Nov 02 16:58:35 clevergirl kernel: amdgpu 0000:01:00.0: [drm:amdgpu_ring_test_helper [amdgpu]] *ERROR* ring comp_1.1.0 test failed (-110)
Nov 02 16:58:35 clevergirl kernel: [drm] UVD and UVD ENC initialized successfully.
Nov 02 16:58:35 clevergirl kernel: [drm] VCE initialized successfully.
Nov 02 16:58:35 clevergirl kernel: amdgpu 0000:01:00.0: amdgpu: recover vram bo from shadow start
Nov 02 16:58:35 clevergirl kernel: amdgpu 0000:01:00.0: amdgpu: recover vram bo from shadow done
Nov 02 16:58:35 clevergirl kernel: amdgpu 0000:01:00.0: amdgpu: GPU reset(2) succeeded!

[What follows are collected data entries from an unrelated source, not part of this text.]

PR #7274, opened 2019-06-25
Fix persisting pin states after file deletion

ckamm:
The adjustments to the `metadata` table are rather complex, since one can't add a PRIMARY KEY after the table has been created.


ckamm:
Moving to 2.7 due to safety concerns.

TheOneRing:
We will migrate users away from the suffix placeholders in an upcoming release so there is no need for this any more.

Issue #7313, opened 2019-07-16
Cannot edit public link expiration date when it is enforced


HanaGemela:
Client: 2.6.0alpha2 (build 12128)
macOS: 10.14.5
Server: 10.2.1. (stable)

Steps to recreate:
1) In the client create a public link without an expiration date
2) On the server go to Settings -> Admin -> Sharing
3) Tick 'Enforce expiration date' checkbox
4) Go back to the client and set expiration against the link created in the step 1 (Client restart might be needed to get the new settings from the server)

Actual result: 'Set expiration date' is greyed out so it cannot be changed
Expected result: Expiration date can be set

TheOneRing:
@HanaGemela can you have a look and close this issue if its fixed :)

Issue #7247, opened 2019-06-16
New "password required" capabilities lead to incorrect behavior


ckamm:
The server 10.2.0 (edit: actually since 10.0.8, see below) has new fine-grained capabilities for requiring passwords for link shares. This setting can now be controlled independently for "read-only", "read/write" and "upload only" link shares.

The client should support these new capabilities.

However, there's an additional complication: it seems that if any one of these settings is enabled, the server will set the previous files_sharing/public/password/enforced capability to 1. This is unfortunate because it'll make the client require passwords for *all* public link shares when the server may only require it for one of the three types.

Found while testing with 10.2.0 for #7245.

ckamm:
Moving to 2.6.1 since it doesn't need to block 2.6.0 release. Users can still create shares, they just may be required to set passwords when that's not actually required for the particular link share type.

pmaier1:
This has been added with 10.0.8 more than one year ago. https://doc.owncloud.com/server/10.2/admin_manual/release_notes.html#new-option-to-granularly-configure-public-link-password-enforcement

ckamm:
@pmaier1 Thanks, I hadn't looked it up yet. Unfortunate we didn't see it earlier, but at least not urgent then.

michaelstingl:
Can this be solved with https://github.com/owncloud/client/issues/7487

michaelstingl:
fixed

PR #7318, opened 2019-07-17
Link sharing ui improvements

ckamm:
- Respect fine-grained "password required" capability #7247
- Allow password/expiration to be added to shares that were created
  without these at a time when the server allowed that #7313


guruz:
Pending discussion in https://github.com/owncloud/client/pull/7564
CC @michaelstingl

michaelstingl:
> Pending discussion in #7564
> CC @michaelstingl

"Hybrid" approach planned mid-term, so I think we'll need this before.

ogoffart:
I fixed the merge conflict based on what i think the code was supposed to do, but this should be reviewed again i guess.

TheOneRing:
I tested the share dilaog and it looks good

could you add a changelog entry?

PR #7319, opened 2019-07-17
Vfs: Improve strings for availability states

ckamm:
"Currently always" read very oddly.


guruz:
@michaelstingl @lefherz this means we need to take some time translating between alpha2 and release

Issue #7329, opened 2019-07-19
Virtual files stay in 'Sync pending' state after sync run


HanaGemela:
Client: 2.6.0alpha2 (build 12097)
Server: 10.2.1 (stable)
OS: Windows 10

Steps to recreate:
1) Turn on VFS
2) Force sync now or just wait for next sync

Actual result: Files and folders are in 'Sync pending' state
Expected result: Files and folders are not pending anymore

![image](https://user-images.githubusercontent.com/49001702/61518905-f6e35800-aa0a-11e9-8e2a-7e7e4b35becc.png)

HanaGemela:
Works as expected on Windows 10, client 2.6.0beta1 (build 12201)

PR #7334, opened 2019-07-23
Vfs: Add hook to allow update-metadata for unchanged files

ckamm:
Allows winvfs to convert files to placeholders when vfs is enabled. This
is required to mark files as in-sync #7329.

Needs matching winvfs change.


ckamm:
@ogoffart There are tests on the winvfs side. Neither suffix or off vfs modes need the hook.

PR #7344, opened 2019-07-25
Vfs: Require local discovery after disabling vfs

ckamm:
Without it local files aren't guaranteed to be downloaded #6936.


ckamm:
I still don't yet know what exactly goes wrong without it, but this should help. Hope to add tests later.

Issue #7345, opened 2019-07-26
When a new folder is created it always syncs twice, even on success


ckamm:
Create a new sync folder. Wait for the initial sync to finish. A second sync will be triggered.

The log shows:
```
Compare etag with previous etag: last: "\"foo\"", received: "foo" -> CHANGED
```

That means there's still a place where etag parsing isn't done consistently. This appears now because I fixed a different (more rare) case where etag parsing wasn't done.

HanaGemela:
Works as expected on Windows 10, 2.6.0beta1 (build 12201)

PR #7346, opened 2019-07-26
Discovery: Parse etag to be consistent with RequestEtagJob

ckamm:
This avoids unnecessary sync runs.

For #7345


ogoffart:
(Perhaps we should change etag to be a QByteArray everywhere...)

Issue #7336, opened 2019-07-23
Selective sync menu not opened by default


HanaGemela:
Another issue on icons https://github.com/owncloud/client/issues/7321

Client: 2.6.0alpha2 (build 12128)
macOS: 10.14.5
Server: 10.2.1. (stable)

Steps to recreate:
1) Add a new account 
2) Check the account tab

Actual result: The arrow points down which means that the menu is expanded and the list is empty - there are no folders in the root directory

![image](https://user-images.githubusercontent.com/49001702/61721138-45c12280-ad68-11e9-8597-3797ba3d6f43.png)

User has to click on the arrow twice to open the list
This hides not only the selective sync list but also the warning message about what should be synced 

![image](https://user-images.githubusercontent.com/49001702/61721197-625d5a80-ad68-11e9-9077-ecdfd0d81a05.png)

Expected result: The list is expanded and all warning messages are shown by default once the account has been added so that the user knows that some actions are required and it is obvious why the files have not been synced yet

ckamm:
indeed. Does not happen with folder wizard, only if the folder is created as part of the account setup. It does not matter whether there are "big" folders in the folder.

ckamm:
Let's leave this for 2.6.1 to move ahead with 2.6.0 now.

HanaGemela:
Works as expected on macOS 10.14.6, client 2.6.0beta1 (build 12241)

HanaGemela:
Broken again in 2.6.1sprint1 (build 12882), macOS 10.15.1
P2 as it is a regression

TheOneRing:
@HanaGemela can't repoduce

HanaGemela:
@TheOneRing Still broken in 2.6.1 (build 13096), macOS. Steps to reproduce are correct

<img width="718" alt="Screenshot 2020-02-04 at 09 28 03" src="https://user-images.githubusercontent.com/49001702/73726944-c528a900-4730-11ea-9489-7f91e474fdd6.png">

michaelstingl:
fixed

PR #7347, opened 2019-07-26
AccountSettings: Fetch subitems after wiping them

ckamm:
That helps avoid empty lists after account creation #7336


ckamm:
Was requested to be in 2.6.0

PR #8557, opened 2021-04-15
Clear job queue when server is unreachable

TheOneRing:


src/libsync/jobqueue.cpp
```diff
@@ -36,9 +36,11 @@ void JobQueue::block()
 
 void JobQueue::unblock()
 {
+    if (!_blocked) {
```
fmoc, line 39: As `_blocked` is an unsigned int, not a bool, I'd rather use an explicit comparison against 0.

Nov 02 16:58:35 clevergirl kwin_wayland[2295]: kwin_scene_opengl: 0x3: GL_CONTEXT_LOST in context lost
When the crash happens, the system will become unresponsive to input for a couple seconds; then the cursor freezes, the screen goes black, and finally a frozen and corrupted image is displayed.
The only way I’ve found to avoid this crash is using Corectrl to limit the maximum clockspeeds of my GPU. With a bit of trial and error, I’ve found that limiting only the VRAM speed (to 1000 MHz as opposed to the maximum of 2120) seems to reliably prevent the crash. I’ve also noticed that, if the maximum VRAM speed is allowed, the GPU fans will often generate an annoying whiny noise during or after any 3D rendering. Limiting the VRAM speed reliably prevents this as well.
Anyone know what might cause this? Hardware issue maybe? I’d been hoping the most recent kernel updates would fix the crash without the workaround (since the changelogs show some amdgpu fixes), but they have not.